This method of transshipping products reduces storage and improves service at points of sale. Its performance depends on the level of collaboration between traders and suppliers. You can get in touch with Best Transloading Services In Seattle.
Despite its name, cross-docking stems from a simple idea: it is quite simply a quay-to-quay transhipment without storage. In the majority of cases, products from suppliers are delivered to a distribution center or logistics platform, where they are not stored but immediately dispatched to the points of sale.There are two modes of organization, depending on the type of preparation adopted and collaborations with suppliers: non-allotted and allotted.
In the case of non-allotment, the supplier prepares its orders product by product, based on the needs of all the points of sale served by the platform. The latter, upon receipt, takes care of the breakdown of the overall order on its docks, with possible preparation of orders and/or grouping with other stored references. The products are distributed by point of sale, on the basis of the order.
Ideal for promotions
In both cases, cross-docking delivers the same advantages in terms of satisfaction of the point of sale and its customers. By consolidating and accelerating flows, it reduces delays and disruptions through better product availability. Similarly, the optimization of the associated costs concerns several items: elimination of intermediate storage, possible improvement of transport costs, better management of receptions at points of sale by reducing the number of deliveries.
In addition, in trading, it can be integrated into the purchasing policy and circumvent the free-to-supply rules and related minimum order thresholds. And it adapts perfectly to promotional campaigns, by envisaging in a massive way the flows of partner suppliers, then broken down by points of sale.

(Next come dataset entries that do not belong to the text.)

PR #362, opened 2017-03-07
Adds counter calls to event-loading, enrollment, and video workflows

brianhw:
The main goal is to provide easier access to event volumes and error rates in certain map-reduce tasks than is provided by logging.   A secondary goal was to provide some degree of completeness, so that if problems are identified at a coarse level, some finer-grained counts can provide further information.  Thirdly, the naming of counters is hopefully more self-documenting by following some conventions. 

Counters for events being removed from processing are prefixed with "Discard".   Counters for events that are subsetted by a certain property are prefixed by "Subset".    Counters for events that contain some data problem but are not removed from processing are prefixed with "Quality". 

This does not provide a measure of "total events per day", because counters only apply to a single map-reduce job, and the processing of segment and tracking log events are done in separate tasks. 

* Number of segment events per day: SegmentEventRecordDataTask:Segment Event Exports:Output From Mapper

While the main benefits in terms of costs are obtained through inventory management, gains in transport depend on the synchronization of upstream and downstream distribution flows and delivery frequencies.
To allot or not to allot, that is the question
The possibility of supplementing supply flows with products in stock plays in favor of its optimization. However, on a large scale, when reducing overall inventory or targeted SKUs is one of the goals, the reduction in inventory is usually offset by increased delivery frequencies. This situation can generate additional costs on the transport item. “The economic interest of cross-docking depends on the balance between the elements of optimization and additional cost for each situation. It is to be determined over the entire chain, from the supplier to the point of sale, including the desired customer service quality rate.
Like the cost/benefit ratio, the implementation of organisations, allotted or not, generates specific advantages and assumes certain prerequisites. Pre-allotment requires closer collaboration with suppliers, as it requires identifying the destination sales outlets as soon as the orders are prepared. This involves exchanging data between information systems, up to the standardization of labeling coding, which can be read over the entire chain. If this condition makes the implementation of allotted cross-docking more complex, the potential gains in productivity on operations in the trader’s platform, as in terms of lead times, order-delivery are greater.
The pre-allotment adapts to specific products – “dangerous”, counter-brands, even ranges with a high number of references but with low quantities delivered per reference. Non-allotment is appropriate for a larger number of situations. It facilitates the massification of flows by freeing itself from logistics units associated with the preparation of orders that are not always optimized for transport – for example, incomplete pallets.